▶ Task statement:
Lines from the top of the listing down to the one with "const int Num_armor_flags", inclusive, are to be copied exactly.
=== Begin Enclosure ===
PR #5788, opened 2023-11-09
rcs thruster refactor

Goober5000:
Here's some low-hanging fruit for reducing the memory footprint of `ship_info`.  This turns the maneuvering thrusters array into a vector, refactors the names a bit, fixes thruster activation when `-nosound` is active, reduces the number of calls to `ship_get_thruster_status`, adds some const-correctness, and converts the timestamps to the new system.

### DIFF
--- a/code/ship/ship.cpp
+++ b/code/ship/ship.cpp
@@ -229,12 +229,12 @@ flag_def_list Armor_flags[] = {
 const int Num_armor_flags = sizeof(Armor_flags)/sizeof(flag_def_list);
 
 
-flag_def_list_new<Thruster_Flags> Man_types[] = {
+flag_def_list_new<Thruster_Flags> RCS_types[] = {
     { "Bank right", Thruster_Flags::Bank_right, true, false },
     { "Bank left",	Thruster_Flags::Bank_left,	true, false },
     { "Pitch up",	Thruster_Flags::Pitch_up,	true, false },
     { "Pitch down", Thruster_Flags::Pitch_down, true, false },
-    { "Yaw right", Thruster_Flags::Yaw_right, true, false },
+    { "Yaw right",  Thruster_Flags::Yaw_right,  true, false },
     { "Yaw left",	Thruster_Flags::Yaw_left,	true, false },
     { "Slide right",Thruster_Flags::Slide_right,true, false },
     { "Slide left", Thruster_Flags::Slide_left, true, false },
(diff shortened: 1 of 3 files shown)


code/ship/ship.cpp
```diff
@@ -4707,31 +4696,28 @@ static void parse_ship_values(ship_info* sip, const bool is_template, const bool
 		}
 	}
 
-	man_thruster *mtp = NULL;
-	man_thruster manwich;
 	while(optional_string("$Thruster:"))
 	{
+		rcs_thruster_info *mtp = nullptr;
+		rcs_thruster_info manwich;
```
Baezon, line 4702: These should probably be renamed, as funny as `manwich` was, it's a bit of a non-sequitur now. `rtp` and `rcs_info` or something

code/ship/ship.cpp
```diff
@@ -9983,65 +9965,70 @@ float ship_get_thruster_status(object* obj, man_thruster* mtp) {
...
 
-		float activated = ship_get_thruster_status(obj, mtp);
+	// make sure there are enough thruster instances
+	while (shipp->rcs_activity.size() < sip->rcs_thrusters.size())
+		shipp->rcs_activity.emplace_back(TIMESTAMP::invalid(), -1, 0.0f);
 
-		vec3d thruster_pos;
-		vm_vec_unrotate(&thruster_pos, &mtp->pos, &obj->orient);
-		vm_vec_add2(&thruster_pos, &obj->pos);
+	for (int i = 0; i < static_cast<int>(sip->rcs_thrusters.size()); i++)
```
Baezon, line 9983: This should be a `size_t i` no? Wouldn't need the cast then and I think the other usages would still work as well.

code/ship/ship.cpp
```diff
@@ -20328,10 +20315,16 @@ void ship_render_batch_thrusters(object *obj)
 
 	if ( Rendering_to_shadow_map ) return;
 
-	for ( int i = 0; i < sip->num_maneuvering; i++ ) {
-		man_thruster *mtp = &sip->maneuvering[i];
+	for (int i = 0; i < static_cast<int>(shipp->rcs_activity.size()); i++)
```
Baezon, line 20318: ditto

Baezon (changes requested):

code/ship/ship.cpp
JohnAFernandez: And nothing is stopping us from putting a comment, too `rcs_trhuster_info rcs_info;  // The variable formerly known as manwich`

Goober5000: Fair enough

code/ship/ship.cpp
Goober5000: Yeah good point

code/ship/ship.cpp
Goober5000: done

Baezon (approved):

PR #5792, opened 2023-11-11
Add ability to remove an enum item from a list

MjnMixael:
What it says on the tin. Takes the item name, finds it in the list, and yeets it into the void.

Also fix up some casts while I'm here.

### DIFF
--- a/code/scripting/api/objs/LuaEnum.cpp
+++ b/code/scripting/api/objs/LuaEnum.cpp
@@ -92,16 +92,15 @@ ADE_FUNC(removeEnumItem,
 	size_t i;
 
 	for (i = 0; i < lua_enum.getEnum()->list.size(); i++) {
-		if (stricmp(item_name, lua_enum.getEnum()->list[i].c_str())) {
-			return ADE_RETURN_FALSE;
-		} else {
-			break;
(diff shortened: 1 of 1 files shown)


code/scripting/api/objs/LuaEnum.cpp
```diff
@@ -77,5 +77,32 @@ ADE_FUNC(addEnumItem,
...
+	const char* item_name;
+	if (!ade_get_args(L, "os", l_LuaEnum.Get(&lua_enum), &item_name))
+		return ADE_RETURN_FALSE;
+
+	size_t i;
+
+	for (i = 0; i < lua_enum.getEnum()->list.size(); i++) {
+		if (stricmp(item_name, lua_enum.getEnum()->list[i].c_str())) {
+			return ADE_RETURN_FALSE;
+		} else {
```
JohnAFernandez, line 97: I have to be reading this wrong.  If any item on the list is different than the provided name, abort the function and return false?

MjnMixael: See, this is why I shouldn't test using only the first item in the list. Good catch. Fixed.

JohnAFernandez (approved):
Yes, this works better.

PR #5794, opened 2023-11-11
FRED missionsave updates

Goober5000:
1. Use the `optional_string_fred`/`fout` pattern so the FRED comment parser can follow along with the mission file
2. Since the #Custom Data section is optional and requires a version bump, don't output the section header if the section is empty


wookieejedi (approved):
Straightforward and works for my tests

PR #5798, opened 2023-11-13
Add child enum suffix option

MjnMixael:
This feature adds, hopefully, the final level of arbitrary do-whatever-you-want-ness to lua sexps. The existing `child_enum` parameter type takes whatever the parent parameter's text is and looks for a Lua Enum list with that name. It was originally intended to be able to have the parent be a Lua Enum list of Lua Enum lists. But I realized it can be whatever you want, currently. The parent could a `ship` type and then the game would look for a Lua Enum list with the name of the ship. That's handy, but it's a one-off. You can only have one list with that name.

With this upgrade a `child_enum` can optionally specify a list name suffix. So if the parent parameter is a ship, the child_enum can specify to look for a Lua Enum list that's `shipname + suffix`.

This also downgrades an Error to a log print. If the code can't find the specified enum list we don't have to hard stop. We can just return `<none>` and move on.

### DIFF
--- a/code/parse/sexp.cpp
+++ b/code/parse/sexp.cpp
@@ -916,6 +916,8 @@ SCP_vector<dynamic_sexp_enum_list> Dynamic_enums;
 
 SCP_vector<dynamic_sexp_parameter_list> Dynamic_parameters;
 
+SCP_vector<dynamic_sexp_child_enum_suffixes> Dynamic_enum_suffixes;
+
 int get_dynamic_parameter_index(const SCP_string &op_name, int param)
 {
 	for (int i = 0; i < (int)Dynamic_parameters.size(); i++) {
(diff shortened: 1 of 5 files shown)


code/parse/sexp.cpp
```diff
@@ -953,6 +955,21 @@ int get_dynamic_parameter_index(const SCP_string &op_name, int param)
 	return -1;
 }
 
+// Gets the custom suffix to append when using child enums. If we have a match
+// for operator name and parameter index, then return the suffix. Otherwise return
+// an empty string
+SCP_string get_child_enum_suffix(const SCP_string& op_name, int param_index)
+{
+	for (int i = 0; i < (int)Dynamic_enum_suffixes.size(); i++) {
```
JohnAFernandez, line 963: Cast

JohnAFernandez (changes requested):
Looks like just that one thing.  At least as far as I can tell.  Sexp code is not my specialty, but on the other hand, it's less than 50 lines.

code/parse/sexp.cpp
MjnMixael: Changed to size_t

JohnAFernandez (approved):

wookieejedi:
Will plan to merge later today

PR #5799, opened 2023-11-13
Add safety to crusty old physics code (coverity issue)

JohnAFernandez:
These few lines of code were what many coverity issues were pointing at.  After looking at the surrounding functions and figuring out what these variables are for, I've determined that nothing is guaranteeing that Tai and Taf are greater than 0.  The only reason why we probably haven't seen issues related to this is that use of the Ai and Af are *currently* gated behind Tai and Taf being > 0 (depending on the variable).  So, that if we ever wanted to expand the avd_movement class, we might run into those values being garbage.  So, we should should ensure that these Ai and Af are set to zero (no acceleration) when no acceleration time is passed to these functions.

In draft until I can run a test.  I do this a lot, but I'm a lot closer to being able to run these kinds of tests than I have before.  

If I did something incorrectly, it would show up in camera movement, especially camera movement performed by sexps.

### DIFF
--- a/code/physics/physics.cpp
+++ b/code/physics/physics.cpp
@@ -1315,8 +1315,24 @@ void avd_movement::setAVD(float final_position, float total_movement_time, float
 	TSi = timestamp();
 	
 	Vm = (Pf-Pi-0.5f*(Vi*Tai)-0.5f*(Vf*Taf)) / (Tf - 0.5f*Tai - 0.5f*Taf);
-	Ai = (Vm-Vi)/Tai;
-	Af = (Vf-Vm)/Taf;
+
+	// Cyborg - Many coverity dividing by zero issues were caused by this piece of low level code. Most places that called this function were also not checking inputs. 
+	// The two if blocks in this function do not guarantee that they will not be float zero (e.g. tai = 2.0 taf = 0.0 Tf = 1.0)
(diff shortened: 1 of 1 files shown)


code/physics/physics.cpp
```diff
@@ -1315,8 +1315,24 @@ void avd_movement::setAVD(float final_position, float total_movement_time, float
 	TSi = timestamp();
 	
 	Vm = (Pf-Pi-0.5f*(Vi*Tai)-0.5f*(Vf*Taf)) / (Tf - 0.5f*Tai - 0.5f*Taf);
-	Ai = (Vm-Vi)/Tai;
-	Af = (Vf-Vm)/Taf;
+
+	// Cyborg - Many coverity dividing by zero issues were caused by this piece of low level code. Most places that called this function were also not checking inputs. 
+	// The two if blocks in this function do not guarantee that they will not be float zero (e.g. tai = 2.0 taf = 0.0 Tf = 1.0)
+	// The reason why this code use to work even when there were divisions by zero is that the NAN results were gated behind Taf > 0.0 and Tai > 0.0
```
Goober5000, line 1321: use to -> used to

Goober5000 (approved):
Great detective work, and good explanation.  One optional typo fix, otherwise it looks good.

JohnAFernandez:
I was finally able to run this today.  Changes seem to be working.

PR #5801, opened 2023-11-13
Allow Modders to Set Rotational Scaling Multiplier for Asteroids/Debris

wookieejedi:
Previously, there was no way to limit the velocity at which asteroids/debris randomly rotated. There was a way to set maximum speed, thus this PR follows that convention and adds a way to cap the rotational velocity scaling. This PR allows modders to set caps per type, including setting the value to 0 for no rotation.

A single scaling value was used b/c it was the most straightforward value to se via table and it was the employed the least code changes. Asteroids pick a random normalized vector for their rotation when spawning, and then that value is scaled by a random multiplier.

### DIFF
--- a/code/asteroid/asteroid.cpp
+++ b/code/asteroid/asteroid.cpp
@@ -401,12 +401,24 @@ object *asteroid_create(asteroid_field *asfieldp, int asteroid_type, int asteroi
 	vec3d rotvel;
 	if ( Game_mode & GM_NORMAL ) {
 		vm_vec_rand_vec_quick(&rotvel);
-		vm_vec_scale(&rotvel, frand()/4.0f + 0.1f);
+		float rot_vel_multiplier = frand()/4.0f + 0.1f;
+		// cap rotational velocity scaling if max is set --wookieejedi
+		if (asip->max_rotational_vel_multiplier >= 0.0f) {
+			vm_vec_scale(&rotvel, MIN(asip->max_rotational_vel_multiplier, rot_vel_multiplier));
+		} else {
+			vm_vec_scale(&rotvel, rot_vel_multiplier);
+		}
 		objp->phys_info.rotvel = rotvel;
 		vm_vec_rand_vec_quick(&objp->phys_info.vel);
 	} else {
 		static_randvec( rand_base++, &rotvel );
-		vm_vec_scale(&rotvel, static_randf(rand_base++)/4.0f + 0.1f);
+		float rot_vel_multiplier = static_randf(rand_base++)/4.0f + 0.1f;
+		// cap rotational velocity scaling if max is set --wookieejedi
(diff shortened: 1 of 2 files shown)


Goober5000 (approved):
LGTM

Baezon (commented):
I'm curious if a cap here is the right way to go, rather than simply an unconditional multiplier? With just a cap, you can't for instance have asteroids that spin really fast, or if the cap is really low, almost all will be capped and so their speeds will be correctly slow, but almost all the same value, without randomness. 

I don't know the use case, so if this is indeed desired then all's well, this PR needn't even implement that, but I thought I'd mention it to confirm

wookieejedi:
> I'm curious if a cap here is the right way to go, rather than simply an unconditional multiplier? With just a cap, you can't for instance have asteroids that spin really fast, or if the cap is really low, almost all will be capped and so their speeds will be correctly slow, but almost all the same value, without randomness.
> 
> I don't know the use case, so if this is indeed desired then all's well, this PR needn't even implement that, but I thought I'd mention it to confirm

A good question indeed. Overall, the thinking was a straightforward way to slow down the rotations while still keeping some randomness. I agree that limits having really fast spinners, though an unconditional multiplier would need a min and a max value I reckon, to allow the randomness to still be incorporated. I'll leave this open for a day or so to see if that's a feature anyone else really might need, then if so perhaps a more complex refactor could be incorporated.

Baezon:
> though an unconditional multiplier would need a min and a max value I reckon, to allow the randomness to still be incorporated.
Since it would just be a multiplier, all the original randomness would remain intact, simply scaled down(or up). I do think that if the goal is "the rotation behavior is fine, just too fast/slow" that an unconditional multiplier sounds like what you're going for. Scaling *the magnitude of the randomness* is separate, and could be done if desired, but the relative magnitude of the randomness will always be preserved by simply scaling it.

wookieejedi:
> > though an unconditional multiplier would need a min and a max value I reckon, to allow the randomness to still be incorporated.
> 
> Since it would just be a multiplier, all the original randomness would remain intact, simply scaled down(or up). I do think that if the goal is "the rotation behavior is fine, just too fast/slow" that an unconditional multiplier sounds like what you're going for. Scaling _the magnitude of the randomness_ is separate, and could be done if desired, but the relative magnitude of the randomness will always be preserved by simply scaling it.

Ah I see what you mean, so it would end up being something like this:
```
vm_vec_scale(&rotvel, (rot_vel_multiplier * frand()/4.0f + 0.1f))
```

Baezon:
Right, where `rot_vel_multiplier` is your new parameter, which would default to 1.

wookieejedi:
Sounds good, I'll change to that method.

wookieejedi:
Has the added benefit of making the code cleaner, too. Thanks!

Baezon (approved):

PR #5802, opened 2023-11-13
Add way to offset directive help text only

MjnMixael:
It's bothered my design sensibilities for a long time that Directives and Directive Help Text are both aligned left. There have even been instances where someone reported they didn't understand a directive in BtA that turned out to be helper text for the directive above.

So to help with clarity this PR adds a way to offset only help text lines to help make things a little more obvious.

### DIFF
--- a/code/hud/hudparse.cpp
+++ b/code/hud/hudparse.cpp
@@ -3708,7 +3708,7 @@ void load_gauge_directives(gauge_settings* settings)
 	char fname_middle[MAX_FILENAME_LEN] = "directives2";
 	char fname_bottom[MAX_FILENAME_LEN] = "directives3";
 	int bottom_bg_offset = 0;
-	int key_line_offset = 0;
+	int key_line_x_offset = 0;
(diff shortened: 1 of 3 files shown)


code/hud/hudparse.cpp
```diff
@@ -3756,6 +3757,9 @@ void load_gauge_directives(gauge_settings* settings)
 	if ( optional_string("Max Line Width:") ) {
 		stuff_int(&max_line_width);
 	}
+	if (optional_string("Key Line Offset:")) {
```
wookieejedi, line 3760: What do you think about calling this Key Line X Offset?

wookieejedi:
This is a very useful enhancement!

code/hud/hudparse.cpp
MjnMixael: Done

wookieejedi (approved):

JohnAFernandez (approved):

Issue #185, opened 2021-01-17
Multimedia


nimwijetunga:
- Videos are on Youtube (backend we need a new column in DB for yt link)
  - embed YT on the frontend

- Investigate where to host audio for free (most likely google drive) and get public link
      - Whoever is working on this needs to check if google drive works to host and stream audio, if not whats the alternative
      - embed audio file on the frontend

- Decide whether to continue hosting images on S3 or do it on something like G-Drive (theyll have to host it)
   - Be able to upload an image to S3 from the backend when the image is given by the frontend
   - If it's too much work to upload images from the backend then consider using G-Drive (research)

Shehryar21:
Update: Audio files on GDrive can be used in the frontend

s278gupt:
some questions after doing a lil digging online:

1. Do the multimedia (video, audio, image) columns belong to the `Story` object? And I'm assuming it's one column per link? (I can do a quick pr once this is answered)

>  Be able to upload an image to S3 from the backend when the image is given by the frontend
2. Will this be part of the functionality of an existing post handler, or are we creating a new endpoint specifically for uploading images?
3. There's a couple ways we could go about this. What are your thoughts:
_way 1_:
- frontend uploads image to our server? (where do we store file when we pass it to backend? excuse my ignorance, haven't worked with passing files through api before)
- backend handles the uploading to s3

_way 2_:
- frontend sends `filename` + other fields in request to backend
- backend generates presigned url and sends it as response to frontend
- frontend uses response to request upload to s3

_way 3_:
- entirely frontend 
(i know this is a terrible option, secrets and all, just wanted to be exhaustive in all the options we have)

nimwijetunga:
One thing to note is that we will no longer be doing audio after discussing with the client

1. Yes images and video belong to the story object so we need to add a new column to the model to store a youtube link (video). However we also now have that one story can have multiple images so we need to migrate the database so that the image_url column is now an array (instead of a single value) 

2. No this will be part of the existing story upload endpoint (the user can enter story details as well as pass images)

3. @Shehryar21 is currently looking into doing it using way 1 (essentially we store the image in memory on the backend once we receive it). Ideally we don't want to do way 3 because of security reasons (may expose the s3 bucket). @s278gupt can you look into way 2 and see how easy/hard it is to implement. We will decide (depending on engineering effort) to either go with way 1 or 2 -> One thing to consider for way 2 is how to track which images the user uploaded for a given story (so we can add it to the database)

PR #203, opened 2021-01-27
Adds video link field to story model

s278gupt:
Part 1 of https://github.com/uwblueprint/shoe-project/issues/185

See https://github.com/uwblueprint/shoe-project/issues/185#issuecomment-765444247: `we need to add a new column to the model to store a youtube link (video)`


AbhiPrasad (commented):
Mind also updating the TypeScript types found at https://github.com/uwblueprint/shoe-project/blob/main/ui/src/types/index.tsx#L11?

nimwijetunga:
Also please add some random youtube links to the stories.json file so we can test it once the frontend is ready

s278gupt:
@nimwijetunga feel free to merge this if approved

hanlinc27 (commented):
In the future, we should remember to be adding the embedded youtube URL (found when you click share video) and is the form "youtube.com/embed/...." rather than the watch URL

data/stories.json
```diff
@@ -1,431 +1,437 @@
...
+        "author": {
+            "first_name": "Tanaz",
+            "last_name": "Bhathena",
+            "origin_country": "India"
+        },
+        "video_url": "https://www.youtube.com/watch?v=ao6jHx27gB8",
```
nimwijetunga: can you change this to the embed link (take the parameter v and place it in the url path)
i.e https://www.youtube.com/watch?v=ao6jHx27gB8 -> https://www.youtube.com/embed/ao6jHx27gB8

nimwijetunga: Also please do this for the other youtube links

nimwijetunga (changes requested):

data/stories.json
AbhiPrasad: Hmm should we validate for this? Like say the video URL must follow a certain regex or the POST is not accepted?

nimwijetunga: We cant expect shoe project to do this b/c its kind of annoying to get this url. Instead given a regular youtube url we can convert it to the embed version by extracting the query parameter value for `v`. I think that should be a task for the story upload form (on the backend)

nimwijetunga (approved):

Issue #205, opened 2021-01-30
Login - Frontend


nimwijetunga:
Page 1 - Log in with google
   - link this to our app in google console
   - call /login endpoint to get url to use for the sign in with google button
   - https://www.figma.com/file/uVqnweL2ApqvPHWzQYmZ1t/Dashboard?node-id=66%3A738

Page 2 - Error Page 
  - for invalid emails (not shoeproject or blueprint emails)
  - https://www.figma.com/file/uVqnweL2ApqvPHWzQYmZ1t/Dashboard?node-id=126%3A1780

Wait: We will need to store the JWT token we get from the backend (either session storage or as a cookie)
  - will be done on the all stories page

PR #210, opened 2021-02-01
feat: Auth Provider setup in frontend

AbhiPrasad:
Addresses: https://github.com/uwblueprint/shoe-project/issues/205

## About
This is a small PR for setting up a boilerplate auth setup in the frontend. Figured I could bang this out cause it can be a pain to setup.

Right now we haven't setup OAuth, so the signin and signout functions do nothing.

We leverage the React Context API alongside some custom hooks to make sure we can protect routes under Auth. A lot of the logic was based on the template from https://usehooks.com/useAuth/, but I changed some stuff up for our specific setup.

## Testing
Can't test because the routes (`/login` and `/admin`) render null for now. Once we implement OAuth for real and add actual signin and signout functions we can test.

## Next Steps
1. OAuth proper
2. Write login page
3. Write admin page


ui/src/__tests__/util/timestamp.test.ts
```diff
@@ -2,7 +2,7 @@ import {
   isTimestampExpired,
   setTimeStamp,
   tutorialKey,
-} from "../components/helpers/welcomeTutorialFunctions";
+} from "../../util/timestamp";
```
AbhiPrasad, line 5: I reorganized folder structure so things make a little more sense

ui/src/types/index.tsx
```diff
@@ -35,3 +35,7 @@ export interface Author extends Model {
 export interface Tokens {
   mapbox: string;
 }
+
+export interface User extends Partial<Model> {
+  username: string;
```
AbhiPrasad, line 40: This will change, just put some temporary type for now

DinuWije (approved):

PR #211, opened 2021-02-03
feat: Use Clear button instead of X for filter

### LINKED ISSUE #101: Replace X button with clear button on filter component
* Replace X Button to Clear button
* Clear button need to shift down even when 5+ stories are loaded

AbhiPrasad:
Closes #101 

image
=== End Enclosure ===
▶ Output below:
PR #5788, opened 2023-11-09
rcs thruster refactor

Goober5000:
Here's some low-hanging fruit for reducing the memory footprint of `ship_info`.  This turns the maneuvering thrusters array into a vector, refactors the names a bit, fixes thruster activation when `-nosound` is active, reduces the number of calls to `ship_get_thruster_status`, adds some const-correctness, and converts the timestamps to the new system.

### DIFF
--- a/code/ship/ship.cpp
+++ b/code/ship/ship.cpp
@@ -229,12 +229,12 @@ flag_def_list Armor_flags[] = {
 const int Num_armor_flags = sizeof(Armor_flags)/sizeof(flag_def_list);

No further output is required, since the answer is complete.